===== INFORMATION SUPPLIED

PR #9508, opened 2020-09-18
[docs] Add WASM interface C++ reference documentation

victorj8:
## Change Description

Currently there is few documentation about host functions on EOS, this PR provides documentation for some host functions.

## Change Type
**Select ONE**
- [x] Documentation

- [ ] Stability bug fix

- [ ] Other

- [ ] Other - special case

## Consensus Changes
- [ ] Consensus Changes

## API Changes
- [ ] API Changes

## Documentation Additions
- [x] Documentation Additions

### DIFF
--- a/docs.json
+++ b/docs.json
@@ -68,6 +68,10 @@
           },
           "disable_default_filters" :true,
           "filters" : []
+        },
+        {
+          "name": "doxybook",
+          "options": {}
         }
     ]
 }
--- a/docs.json
+++ b/docs.json
@@ -60,6 +60,14 @@
                 "disable_filters": true,
                 "disable_summary_gen": true
             }
+        },
+        {
+          "name": "doxygen_to_xml",
+          "options": {
+            "INPUT": "libraries/chain/include/eosio/chain/webassembly/interface.hpp"
+          },
+          "disable_default_filters" :true,
+          "filters" : []
         }
     ]
 }
--- a/libraries/chain/include/eosio/chain/webassembly/interface.hpp
+++ b/libraries/chain/include/eosio/chain/webassembly/interface.hpp
@@ -54,7 +54,7 @@ namespace webassembly {
           * Allows a privileged smart contract, e.g. the system contract, to pre-activate a consensus protocol upgrade feature.
           *
           * @ingroup privileged
-          * @param digest_type - 256-bit digest representing the feature to pre-activate.
+          * @param feature_digest - 256-bit digest representing the feature to pre-activate.
          */
          void preactivate_feature(legacy_ptr<const digest_type> feature_digest);
 
@@ -130,8 +130,7 @@ namespace webassembly {
            * @param[out] packed_parameters the ouput for the parameters.
            * @param max_version has no effect, but should be 0.
            *
-           * @retval the size of the packed parameters if packed_parameters is empty.
-           * @retval the amount of data written in packed_parameters.
+           * @return the size of the packed parameters if packed_parameters is empty, otherwise it returns the amount of data written in packed_parameters.
          */
          uint32_t get_wasm_parameters_packed( span<char> packed_parameters, uint32_t max_version ) const;
 
@@ -186,12 +185,12 @@ namespace webassembly {
           * Proposes a schedule change with extended features.
           *
           * Valid formats:
-          * 0 : serialized array of producer_keys. Using this format is exactly equivalent to set_proposed_producers
-          * 1 : serialized array of producer_authority's
+          * 0 : serialized array of producer_keys. Using this format is exactly equivalent to set_proposed_producers.
+          * 1 : serialized array of producer_authority's.
           *
           * @ingroup privileged
           *
-          * @param packed_producer_format - format of the producer data blob
+          * @param packed_producer_format - format of the producer data blob.
           * @param packed_producer_schedule - packed data of representing the producer schedule in the format indicated.
           *
           * @return -1 if proposing a new producer schedule was unsuccessful, otherwise returns the version of the new proposed schedule.
@@ -214,7 +213,7 @@ namespace webassembly {
           *
           * @ingroup privileged
           *
-          * @param packed_parameters - a span containing the packed blockchain config parameters.
+          * @param packed_blockchain_parameters - a span containing the packed blockchain config parameters.
          */
          void set_blockchain_parameters_packed(legacy_span<const char> packed_blockchain_parameters);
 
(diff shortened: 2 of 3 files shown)


libraries/chain/include/eosio/chain/webassembly/interface.hpp
```diff
@@ -16,28 +16,292 @@ namespace webassembly {
...
+         /**
+          * Gets the maximum key size, maximum value size, and maximum iterators of a kv database and returns the size of the data.
+          * The kv parameters are encoded as 16 bytes, representing four 32-bit little-endian values.
+          * +-------+---------------+---------------+---------------+---------------+
+          * | byte  | 0 | 1 | 2 | 3 | 4 | 5 | 6 | 7 | 8 | 9 |10 |11 |12 |13 |14 |15 |
+          * +-------+---------------+---------------+---------------+---------------+
+          * | field |   version     |   key limit   |  value limit  | max iterators |
+          * +-------+---------------+---------------+---------------+---------------+
+          * | type  |      0        |   32-bits LE  |  32-bits LE   |  32-bits LE   |
+          * +-------+---------------+---------------+---------------+---------------+
```
lparisc, line 265: This table is not rendering correctly. Check https://www.doxygen.nl/manual/tables.html

docs.json
```diff
@@ -60,6 +60,14 @@
...
                 "disable_summary_gen": true
             }
+        },
+        {
+          "name": "doxygen_to_xml",
+          "options": {
+            "INPUT": "libraries/chain/include/eosio/chain/webassembly/interface.hpp"
+          },
+          "disable_default_filters" :true,
+          "filters" : []
```
lparisc, line 70: Need to add the "doxybook" generator in "docs.json" (after the "doxygen_to_xml" generator) for the contents to render on the left navigation menu:
```
            ...
        },
        {
            "name": "doxybook",
            "options": {}
        }
```

lparisc (changes requested):

libraries/chain/include/eosio/chain/webassembly/interface.hpp
```diff
@@ -100,175 +364,1547 @@ namespace webassembly {
...
+          *
+          * @ingroup producer
+          * @param[out] producers - output buffer containing the names of the current active producer names.
+          *
+          * @return number of bytes required (if the buffer is empty), or the number of bytes written to the buffer.
+         */
+         int32_t get_active_producers(legacy_span<account_name> producers) const;
+
+         /**
+          * Tests a given public key with the recovered public key from digest and signature.
```
spoonincode, line 378: It may be worth noting somehow that this assertion does not require the EOSIO canonical check to pass. That is, a signature that would have been disallowed during transaction acceptance would potentially be allowed here. Many contract users probably don't care about that detail.. but it's an important subtle behavior of the interface

libraries/chain/include/eosio/chain/webassembly/interface.hpp
```diff
@@ -100,175 +364,1547 @@ namespace webassembly {
...
          void abort() const;
-         void eosio_assert(bool, null_terminated_ptr) const;
-         void eosio_assert_message(bool, legacy_span<const char>) const;
-         void eosio_assert_code(bool, uint64_t) const;
-         void eosio_exit(int32_t) const;
 
-         // action api
-         int32_t read_action_data(legacy_span<char>) const;
+         /**
+          * Aborts processing of this action if the test condition is true.
```
spoonincode, line 612: Is this correct?

spoonincode:
Should the documentation offer any guidance or recommendations on usage patterns of any of these? For example, should the documentation recommend to use the assert_sha256() variant over sha256() if contract's usage pattern allows it. Or, avoiding spamage of eosio_assert() with negative checks.

docs.json
victorj8: done

libraries/chain/include/eosio/chain/webassembly/interface.hpp
victorj8: there is an exception being thrown 

`EOS_THROW( eosio_assert_message_exception, "assertion failure with message: ${s}", ("s",message) );`

but correct me if this is not the case or it requires a different wording

spoonincode: I think the description is negated? Isn't the action aborted when the condition is _false_

victorj8: that's right, thanks for catching that.

libraries/chain/include/eosio/chain/webassembly/interface.hpp
victorj8: I am somewhat out of my element here, but if you have a suggested text i can add it, let me know what text should i add.

libraries/chain/include/eosio/chain/webassembly/interface.hpp
victorj8: Thanks for the observation, but after trying the table solution the html table still was not rendering properly

/**
 * Gets the maximum key size, maximum value size, and maximum iterators of a kv database and returns the size of the data.
 * The kv parameters are encoded as 16 bytes, representing four 32-bit little-endian values.
 * <table>
 * <tr><th>byte <th> 0 | 1 | 2 | 3 <th> 4 | 5 | 6 | 7 <th> 8 | 9 | 10 | 11 <th> 12 | 13 | 14 | 15
 * <tr><td>field <td>version <td>key limit <td>value limit <td>max iterators
 * <tr><td>type <td>0 <td>32-bits LE <td>32-bits LE <td>32-bits LE
 * </table>
 *
 * @ingroup privileged
 * @param[out] packed_kv_parameters - the buffer containing the packed kv parameters.
 * @param max_version - has no effect, but should be 0.
 *
 * @return Returns the size required in the buffer (if the buffer is too small, nothing is written).
 *
*/

I switched to use codeblocks instead.

lparisc:
> Should the documentation offer any guidance or recommendations on usage patterns of any of these? For example, should the documentation recommend to use the assert_sha256() variant over sha256() if contract's usage pattern allows it. Or, avoiding spamage of eosio_assert() with negative checks.

Yes, of course. If the usage suggestions are short and to the point they can be added in a "remarks" section within the applicable function. However, I believe a separate "overview" section that includes best practices is also desired for devs to be able to use the WASM interface correctly and effectively. To that end, I have created this issue #9518 to keep this effort active. In the meantime I'm approving this unless there are any hard corrections. @victorj8 please wait at least 24 hours before merging in case there are any additional corrections. Thanks

lparisc (approved):

PR #9510, opened 2020-09-18
Switch default backing_store from RocksDB to chainbase

revl:
## Change Description

Previously, the default backing store was set to ROCKSDB, which was a mistake. This PR switches the default backing store to CHAINBASE and fixes the fallout of this change.

## Change Type

- [ ] Documentation
- [x] Stability bug fix
- [ ] Other
- [ ] Other - special case

## Consensus Changes
- [ ] Consensus Changes

## API Changes
- [ ] API Changes

## Documentation Additions
- [ ] Documentation Additions

### DIFF
--- a/libraries/chain/combined_database.cpp
+++ b/libraries/chain/combined_database.cpp
@@ -4,19 +4,20 @@
 
 namespace eosio { namespace chain {
 
-   combined_session::combined_session(chainbase::database& cb_database)
-       : cb_session{ std::make_unique<chainbase::database::session>(cb_database.start_undo_session(true)) } {}
-
-   combined_session::combined_session(chainbase::database& cb_database, b1::chain_kv::undo_stack& kv_undo_stack)
-       : kv_undo_stack{ &kv_undo_stack } {
-      try {
+   combined_session::combined_session(chainbase::database& cb_database, b1::chain_kv::undo_stack* kv_undo_stack)
+       : kv_undo_stack{ kv_undo_stack } {
+      if (!kv_undo_stack) {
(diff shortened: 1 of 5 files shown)


libraries/chain/combined_database.cpp
```diff
@@ -4,19 +4,20 @@
...
-   combined_session::combined_session(chainbase::database& cb_database)
-       : cb_session{ std::make_unique<chainbase::database::session>(cb_database.start_undo_session(true)) } {}
-
-   combined_session::combined_session(chainbase::database& cb_database, b1::chain_kv::undo_stack& kv_undo_stack)
-       : kv_undo_stack{ &kv_undo_stack } {
-      try {
+   combined_session::combined_session(chainbase::database& cb_database, b1::chain_kv::undo_stack* kv_undo_stack)
+       : kv_undo_stack{ kv_undo_stack } {
+      if (!kv_undo_stack) {
+         cb_session = std::make_unique<chainbase::database::session>(cb_database.start_undo_session(true));
```
brianjohnson5972, line 10: I'm guessing I am missing something, but how come you don't just initialize cb_session (not in an if check), and then just do if(kv_undo_stack) { ... push(false) ... }

brianjohnson5972 (changes requested):

libraries/chain/combined_database.cpp
revl: That is so that if an exception is thrown from the cb_session constructor, the application is terminated by analogy with other methods. Should I make this a special case?

brianjohnson5972: I guess do this for now, it passed by @larryk85 before.

brianjohnson5972 (approved):

PR #9512, opened 2020-09-21
Keep http_plugin_impl alive while connection objects are alive

vzqzhang:
## Change Description

When the nodeos is killed, the thread_pool and associated io_context of the http_plugin_impl should keep alive for the lifetime of the connection object 

## Change Type
**Select ONE**
- [ ] Documentation

- [ ] Stability bug fix

- [x] Other

- [ ] Other - special case

## Consensus Changes
- [ ] Consensus Changes

## API Changes
- [ ] API Changes

## Documentation Additions
- [ ] Documentation Additions

### DIFF
--- a/plugins/http_plugin/http_plugin.cpp
+++ b/plugins/http_plugin/http_plugin.cpp
@@ -224,7 +224,7 @@ class http_plugin_impl : public std::enable_shared_from_this<http_plugin_impl> {
          websocket_local_server_type unix_server;
 #endif
 
-         bool                     validate_host;
+         bool                     validate_host = true;
          set<string>              valid_hosts;
 
          bool host_port_is_valid( const std::string& header_host_port, const string& endpoint_local_host_port ) {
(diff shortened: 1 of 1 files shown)


nksanthosh:
@heifner Can you please review this PR? Thanks!

heifner:
@nksanthosh this is all my code Qing just made the PR. Needs to be reviewed by someone else.

plugins/http_plugin/http_plugin.cpp
```diff
@@ -938,12 +951,15 @@ namespace eosio {
          my->thread_pool->stop();
       }
 
+      // release http_plugin_impl_ptr shared_ptrs captured in url handlers
+      my->url_handlers.clear();
```
swatanabe-b1, line 955: This isn't quite enough.  The thread pool's `io_context` may contain unexecuted handlers that hold `shared_ptrs` to the `http_plugin_impl`.

swatanabe-b1 (changes requested):

plugins/http_plugin/http_plugin.cpp
heifner: I'm not following. The `io_context` destructor will destroy all the unexecuted handlers that hold `shared_ptrs` to `http_plugin_impl`.
https://www.boost.org/doc/libs/develop/doc/html/boost_asio/reference/io_context/_io_context.html

Do you just mean the comment is not clear? Or do you see an issue here?

swatanabe-b1: You're only stopping the thread pool, not resetting it.  This leaves a `shared_ptr` cycle.

heifner: Ah. Thanks!

swatanabe-b1 (approved):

==========

_WHAT TO PRODUCE_: Counting only those lines of the data above where the word "blob" appears, give the number and nothing more.

_ANSWER TO THIS PROBLEM_: 2